Gestern habe ich von Eltern erfahren, die Ihren 16jährigen Sohn an Krebs verloren haben. Und wenn das nicht schlimm genug ist, haben sie die Diagnose erst 2 Monate vor seinem Tod bekommen.

Beim Lesen von deren Brief hats mir ganz schön die Kehle zugeschnürt. Nicht nur, dass sie ihr Kind verloren haben. Nein, sie hatten nicht mal die Chance, sich richtig zu verabschieden.

Denn nach so einer Diagnose will man doch noch ganz viel Leben in die Zeit quetschen, die man noch als Familie hat. Man will dem Kind noch so viele Wünsche wie möglich erfüllen, wie nur irgend möglich. Und kann es nicht. Allein daran würde ich verzweifeln!

Lebe jeden Tag, als wenn Dein letzter wäre! Das klingt so abgedroschen. Aber dadurch nicht weniger wahr.
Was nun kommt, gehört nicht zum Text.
PR #3043, opened 2025-09-01
Fix the schema generation script

rupertbates:
## What does this change?
https://github.com/guardian/support-service-lambdas/pull/3028 added a new field to the product catalog and schema, but I think it manually edited the schema rather than using the generation script to do it. 

When I next ran the script it outputs a schema which doesn't compile because it includes literals without quotation marks. I actually think for this field we don't need a literal anyway, we can just use a string as we don't need strict type checking for what is just a display value.


paulbrown1982 (approved):
👍 Thank you! I went to-and-fro many times. around whether to make that field a literal or string.

PR #3047, opened 2025-09-02
Stop holiday-stop-api sending duplicated authorisation headers in Salesforce requests

graham228221:
### Problem background
In the Salesforce sandbox we were seeing an issue where the holiday-stop-api would get a 400 error from Salesforce for some callouts. The 400 error was quite unusual, it was returning a html page as if it was a UI error:

Screenshot 2025-09-02 at 15 55 07

On further investigation, this seems to be related to the authentication headers added to the requests. Requests from holiday-stop-api have two headers:

1. `Authorization` - used for a bearer token e.g. `Bearer abcdef.123456789`
2. `X-SFDC-Session` - used for a session ID passed in from Salesforce to allow for the holiday-stop-api to actually "masquerade" as the CSR using the function so that additions/edits appear to made by them instead of an integration user.

The session ID is not always provided, only when the service is called from the Salesforce UI - i.e. from MMA no session ID is provided.

But holiday-stop-api actually sends BOTH headers. They are both populated by the session ID if provided, if not they are both populated with an oauth access token. Salesforce seems to be happy to work out what it should actually use.

We found that holiday-stop-api, when receiving the session id in the initial request, is actually sending two versions of each header - one version with the session id and one version with the oauth access token 😵 here's a Cloudwatch log line with some extra logging added to show the headers sent:

Screenshot 2025-09-02 at 15 59 08

I have been able to duplicate this unusual 400 error by using the same duplicate headers in postman.

If we forced Salesforce to not send the session ID, the errors would stop - because only one version of each header is then sent.

> [!WARNING]
> What I cannot explain is how this is working in production. It also must have been working in the sandbox until very recently - I was actually testing another change up until Thursday last week and I'm sure it was working! Unless this is all a weird dream. Maybe Salesforce made some sort of change??
>
> It's possible this is somehow related to the `INVALID_SESSION_ID` errors that we've long experienced with holiday-stop-api but never quite figured out?

### Solution
We always make sure to only send one version of the authorisation headers on each request.

## How to test
In Salesforce, use the Holiday Stop edit UI to make an amendment. Previously this would fail to load because holiday-stop-api needs to query SF. Withdrawals were also broken.

The Holiday Stop UI should be functional again in the sandbox AND we should avoid this problem appearing in production.

This should not impact holiday stops made through MMA which are not provided with the `X-Ephemeral-Salesforce-Access-Token` header.

In Salesforce, we should be able to verify that this hasn't completely broken the UI quickly. We can be ready to roll back if there any problems.

### DIFF
--- a/lib/effects/src/main/scala/com/gu/effects/Http.scala
+++ b/lib/effects/src/main/scala/com/gu/effects/Http.scala
@@ -27,11 +27,10 @@ object Http extends Logging {
 
     { request: Request =>
       val maybeBodySummary = Option(request.body).map(bodySummary)
-      val headersSummary = request.headers.asScala.map { h => s"${h.getFirst}: ${h.getSecond}" }.mkString(", ")
       logger.info(
-        s"HTTP request: ${request.method} ${request.url}" +
-          maybeBodySummary.map(summary => s", body:  $summary").getOrElse("") +
-          s", headers: {$headersSummary}" // TODO:delete comment - Logging request headers
+        s"HTTP request: ${request.method} ${request.url}" + maybeBodySummary
+          .map(summary => s", body:  $summary")
+          .getOrElse(""),
       )
       val response = restClient.newCall(request).execute
       logger.info(s"HTTP response: ${response.code}")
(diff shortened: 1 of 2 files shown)


johnduffell:
good spot, that's a bit random, well done for getting to the bottom of it!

Wäre ich in obiger Situation, ich würde mich mit Selbstvorwürfen zermartern. Hätte ich doch nur das und das mit meinem Kind gemacht. Hätte ich doch bloß weniger verboten. Hätte ich doch dies und jenes… die eigene persönliche Hölle.

Was mich wieder auf einen Artikel vor nicht all zu langer Zeit von mir bringt, Was will ich eigentlich?. Dort ist beschrieben, was bedauernswert wäre. Aber nun gehts ja gar nicht um die Eltern, sondern das Kind. Was würde er/sie bedauern? Und damit auch ich?

Mit so jungen Jahren schon abzutreten lässt vieles ungetan. Das wird sich nicht ändern lassen. Aber als Eltern sollten wir dafür sorgen, dass so viele kleine Dinge wie möglich nicht ungetan bleiben. Kind will Fahradfahren, obwohl es regnet und ich hab eigentlich nichts besseres zu tun? Ja, warum dann eigentlich nicht? Es gibt kein schlechtes Wetter, nur schlechte Kleidung!

Kind will Fussball spielen aber ich lieber im Gartenstuhl liegen? Ich werde noch oft genug faulenzen können, also hoch mit den Knochen!

Aber, liebe Eltern, haltet Maß. Dem Kind das Fernsehen verboten zu haben, weil es sein Zimmer nicht in Ordnung hält, ist kein Grund für Selbstvorwürfe. Es ist unsere Aufgabe, unsere Kinder auf ein langes Leben vorzubereiten. Und dazu gehört es auch, es zu erziehen.

Wir sollten nicht von der Angst getrieben sein, dass morgen alles vorbei ist. Wir sollten unsere Kinder darauf vorbereiten, ein langes und erfülltes Leben zu führen. Ihm nicht nur Liebe, sondern auch Werte und Umgangsformen mitzugeben. Aber eben auch Glück! Ein tolles Fussballspiel mit Papa? Definitiv Glück! Nicht zum hundertsten Mal den selben blöden Cartoon gucken? Unwichtig.